Collaborating partners

  • University of Ljubljana
  • Faculty of Computer and Information Science
  • Faculty of Electrical Engineering
  • Robotina d.o.o.

Funding

  • ARRS (J2-8175)

Researchers

Matej Kristan, PhD
Matej Kristan, PhD
Janez Perš
Janez Perš
Borja Bovcon, PhD
Borja Bovcon, PhD
Jon Muhovič, MSc
Jon Muhovič, MSc
Danijel Skočaj, PhD
Danijel Skočaj, PhD
Luka Čehovin Zajc, PhD
Luka Čehovin Zajc, PhD
Alan Lukežič, PhD
Alan Lukežič, PhD

Mission

Over the last decade the research in “field robotics” has resulted in development of small-sized (~2m long) unmanned surface vehicles (USVs) that can be manually guided or used to follow a pre-programmed path. Due to their portability and ability to navigate relatively shallow waters and narrow marinas, their potential use is indeed large, ranging from coastal water and environmental surveillance, to inspection of man-made structures above and below water surface.

A lot of research in USV has been dedicated to development of hardware, low-level guidance, control, self-organization and communication systems, but the level of autonomy in small-sized USVs is still relatively low. The reason is that research in advanced environment perception capabilities required for a long-term autonomous performance in uncontrolled environments lags behind the control and hardware research. Cameras as light-weight, low-power, information-rich sensors are becoming a viable alternative or addition to other sensorial modalities.

The project overarching goal is to develop functionalities required for robust autonomous navigation of USVs in uncontrolled environments, primarily relying on the captured visual information.
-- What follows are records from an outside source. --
PR #594, opened 2017-01-04
Enabled newsfeed default module for gesture events from https://github.com/thobach/MMM-Gestures

thobach:
Enabled newsfeed default module for gesture events from https://github.com/thobach/MMM-Gestures

The newsfeed can be controlled by gestures now from a gesture sensor (see https://github.com/thobach/MMM-Gestures). This allows to show a news description upon an UP gesture and display the full news article upon another UP gesture. With a DOWN gesture the normal news ticker appears and scrolls through the titles. With a LEFT or RIGHT gesture you can manually scroll through the news titles.

Demo on: http://blog.thomas-bachmann.com/2016/02/magic-mirror-2-0-mit-gestensteuerung.html (German) / https://www.youtube.com/watch?v=V8a6UgeoYOU

### DIFF
--- a/modules/default/newsfeed/newsfeed.js
+++ b/modules/default/newsfeed/newsfeed.js
@@ -152,21 +152,21 @@ Module.register("newsfeed",{
 				}
 
 			}
-			
+
 			if(!this.config.showFullArticle){
 				var title = document.createElement("div");
 				title.className = "bright medium light";
 				title.innerHTML = this.newsItems[this.activeItem].title;
 				wrapper.appendChild(title);
 			}
-				
+
 			if (this.config.showDescription) {
 				var description = document.createElement("div");
 				description.className = "small light";
 				description.innerHTML = this.newsItems[this.activeItem].description;
 				wrapper.appendChild(description);
 			}
-			
+
 			if (this.config.showFullArticle) {
 				var fullArticle = document.createElement("iframe");
 				fullArticle.className = "";
@@ -176,8 +176,8 @@ Module.register("newsfeed",{
 				fullArticle.src = this.newsItems[this.activeItem].url;
 				wrapper.appendChild(fullArticle);
 			}
-			
-			
+
+
 
 		} else {
 			wrapper.innerHTML = this.translate("LOADING");
@@ -287,14 +287,14 @@ Module.register("newsfeed",{
 	capitalizeFirstLetter: function(string) {
 		return string.charAt(0).toUpperCase() + string.slice(1);
 	},
-	
+
 	notificationReceived: function(notification, payload, sender) {
 		Log.info(this.name + " - received event");
-		if(notification == 'GESTURE'){
+		if(notification == "GESTURE"){
 			Log.info(this.name + " - received gesture");
 			var gesture = payload.gesture;
 			// actually RIGHT, because gesture sensor is built in upside down
-			if(gesture == 'LEFT'){
+			if(gesture == "LEFT"){
 				Log.info(this.name + " - received right");
 				var before = this.activeItem;
 				this.activeItem++;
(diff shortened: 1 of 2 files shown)


fewieden:
in my opinion, the default module should stay as generic as possible, for this i would have rather a notification received for show article next and previous and keep all your gestures interpretation in your module, so other modules could use this generic functionality as well

nhubbard:
@fewieden @thobach I'm in the middle on this. If @MichMich thinks it's good, then I will approve.

roramirez:
An integration from MagicMirror to outside module this is not generic and I think is not way we need to take.

Have more sense to me add the Gestual feature to MagicMirror instead this.

thobach:
I made the notification mechanism more generic and suited towards news specific events. Thanks for all your suggestions to make this code cleaner and less coupled.

@roramirez Do you want https://github.com/thobach/MMM-Gestures integrated into MagicMirror itself? I'd consider this an option for future development, but think it's out of scope for this pull request. Thoughts?

Are there any objections to merge this change?

modules/default/newsfeed/newsfeed.js
```diff
@@ -273,5 +288,63 @@ Module.register("newsfeed",{
...
+			this.config.showDescription = false;
+			this.config.showFullArticle = false;
+			if(!timer){
+				this.scheduleUpdateInterval();
+			}
+			Log.info(this.name + " - going from article #" + before + " to #" + this.activeItem + " (of " + this.newsItems.length + ")");
+			this.updateDom(100);
+		}
+		// received "more details" the first time, so showing article summary
+		else if(notification == "ARTICLE_MORE_DETAILS" && !this.config.showDescription){
```
fewieden: this should manage the two if statements at once
```
else if(notification == "ARTICLE_MORE_DETAILS"){
	this.config.showDescription = !this.config.showDescription;
	this.config.showFullArticle = !this.config.showDescription;
	clearInterval(timer);
	timer = null;
	Log.info(this.name + " - showing " + this.config.showDescription ? "article description" : "full article");
	this.updateDom(100);
}
```

modules/default/newsfeed/newsfeed.js
```diff
@@ -273,5 +288,63 @@ Module.register("newsfeed",{
...
 
+	notificationReceived: function(notification, payload, sender) {
+		Log.info(this.name + " - received notification: " + notification);
+		if(notification == "ARTICLE_NEXT"){
+			var before = this.activeItem;
+			this.activeItem++;
+			if (this.activeItem >= this.newsItems.length) {
+				this.activeItem = 0;
+			}
+			this.config.showDescription = false;
```
fewieden: the following lines repeat also for article previous and article less details, how about a reaset helper function which does it?

modules/default/newsfeed/newsfeed.js
```diff
@@ -164,6 +167,18 @@ Module.register("newsfeed",{
 				wrapper.appendChild(description);
 			}
 
+			if (this.config.showFullArticle) {
+				var fullArticle = document.createElement("iframe");
+				fullArticle.className = "";
+				fullArticle.style.width = "100%";
+				fullArticle.style.height = "1735px";
```
fewieden: what happens on screens with less pixels?

thobach:
@fewieden Thanks for your review. I addressed all your suggestions - very nice ones ;)

Are there any objections to merge this change?

MichMich:
I'm willing to add the features to the default module since the implementation is generic (using the notification system). But the required notifications need to be documented. Could you add more info to the module's readme?

MichMich:
Also, please send your PR's to develop. not to master.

The objectives are to develop efficient and robust computer vision approaches for obstacle detection, long-term tracking and fusion with other sensors and camera modalities. A critical requirement of the approaches will be real-time performance, environment adaptation and long-term robustness to temporary failures of sensory information and visual uncertainties. We will propose a framework that will combine such approaches into a model of robot environment, thus enabling robust long-term fully autonomous operation. The developed framework will be verified and validated on an existing integrated system, a USV, performing in real environment.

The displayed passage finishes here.